Material provided >>
--- START ---

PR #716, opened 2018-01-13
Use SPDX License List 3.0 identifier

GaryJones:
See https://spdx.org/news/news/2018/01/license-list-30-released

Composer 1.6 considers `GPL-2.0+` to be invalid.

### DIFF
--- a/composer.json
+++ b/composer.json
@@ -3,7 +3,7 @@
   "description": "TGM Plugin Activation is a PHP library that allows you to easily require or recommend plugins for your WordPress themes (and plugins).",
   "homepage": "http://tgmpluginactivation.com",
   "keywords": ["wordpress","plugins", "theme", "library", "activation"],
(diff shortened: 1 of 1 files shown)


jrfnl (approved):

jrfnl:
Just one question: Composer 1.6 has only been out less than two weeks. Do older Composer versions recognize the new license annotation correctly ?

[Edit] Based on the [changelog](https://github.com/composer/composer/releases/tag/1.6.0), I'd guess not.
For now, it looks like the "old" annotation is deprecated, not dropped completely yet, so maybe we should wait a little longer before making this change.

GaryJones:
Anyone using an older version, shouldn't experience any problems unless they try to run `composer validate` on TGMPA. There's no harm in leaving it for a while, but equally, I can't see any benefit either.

--- END ---
--- START ---

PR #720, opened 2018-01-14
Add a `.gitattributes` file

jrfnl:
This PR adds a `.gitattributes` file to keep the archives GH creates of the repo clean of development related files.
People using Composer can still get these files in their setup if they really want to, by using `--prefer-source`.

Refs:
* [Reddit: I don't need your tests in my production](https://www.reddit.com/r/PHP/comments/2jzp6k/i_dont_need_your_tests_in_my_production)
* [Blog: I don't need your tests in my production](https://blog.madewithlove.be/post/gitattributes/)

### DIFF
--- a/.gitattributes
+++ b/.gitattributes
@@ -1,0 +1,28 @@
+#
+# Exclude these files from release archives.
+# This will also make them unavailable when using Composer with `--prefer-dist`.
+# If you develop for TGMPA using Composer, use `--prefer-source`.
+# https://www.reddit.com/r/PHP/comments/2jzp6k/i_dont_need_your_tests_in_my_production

--- END ---
--- START ---

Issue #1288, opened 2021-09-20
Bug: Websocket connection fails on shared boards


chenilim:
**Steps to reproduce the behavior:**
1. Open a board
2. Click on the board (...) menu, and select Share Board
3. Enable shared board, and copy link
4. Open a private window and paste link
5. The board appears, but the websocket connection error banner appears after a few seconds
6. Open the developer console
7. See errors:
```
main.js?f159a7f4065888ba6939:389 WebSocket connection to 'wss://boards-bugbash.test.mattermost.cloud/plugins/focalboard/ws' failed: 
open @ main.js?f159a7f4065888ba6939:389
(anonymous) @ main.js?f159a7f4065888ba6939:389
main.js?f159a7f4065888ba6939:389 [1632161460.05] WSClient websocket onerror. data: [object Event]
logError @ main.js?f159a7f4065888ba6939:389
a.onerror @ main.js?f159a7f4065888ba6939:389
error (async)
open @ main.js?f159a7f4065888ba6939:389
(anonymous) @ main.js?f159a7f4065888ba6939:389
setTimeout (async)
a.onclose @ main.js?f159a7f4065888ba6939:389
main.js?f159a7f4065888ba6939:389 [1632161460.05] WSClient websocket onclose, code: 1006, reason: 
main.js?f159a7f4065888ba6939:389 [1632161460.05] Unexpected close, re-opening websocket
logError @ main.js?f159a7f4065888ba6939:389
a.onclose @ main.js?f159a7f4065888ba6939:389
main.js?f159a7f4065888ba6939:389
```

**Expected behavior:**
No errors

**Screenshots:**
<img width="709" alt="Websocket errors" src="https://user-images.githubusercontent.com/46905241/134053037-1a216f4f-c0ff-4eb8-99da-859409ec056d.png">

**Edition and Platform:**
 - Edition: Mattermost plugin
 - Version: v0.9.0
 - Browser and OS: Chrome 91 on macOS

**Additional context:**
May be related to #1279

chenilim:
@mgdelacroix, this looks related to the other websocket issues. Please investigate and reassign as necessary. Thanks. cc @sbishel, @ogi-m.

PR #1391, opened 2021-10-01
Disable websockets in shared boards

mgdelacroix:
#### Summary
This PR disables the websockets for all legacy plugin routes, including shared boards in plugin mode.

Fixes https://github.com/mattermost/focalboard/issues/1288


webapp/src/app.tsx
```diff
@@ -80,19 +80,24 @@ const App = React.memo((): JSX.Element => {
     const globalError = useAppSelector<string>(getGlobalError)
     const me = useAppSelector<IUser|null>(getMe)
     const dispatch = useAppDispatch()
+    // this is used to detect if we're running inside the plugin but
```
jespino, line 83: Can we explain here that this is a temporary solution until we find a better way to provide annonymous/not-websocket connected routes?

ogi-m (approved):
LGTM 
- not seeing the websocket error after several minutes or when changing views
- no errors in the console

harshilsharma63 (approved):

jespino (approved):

--- END ---

Required action >> Look over the listing. Pull out every line with the string "files" in it.

Solution >>
(diff shortened: 1 of 1 files shown)
This PR adds a `.gitattributes` file to keep the archives GH creates of the repo clean of development related files.
People using Composer can still get these files in their setup if they really want to, by using `--prefer-source`.
+# Exclude these files from release archives.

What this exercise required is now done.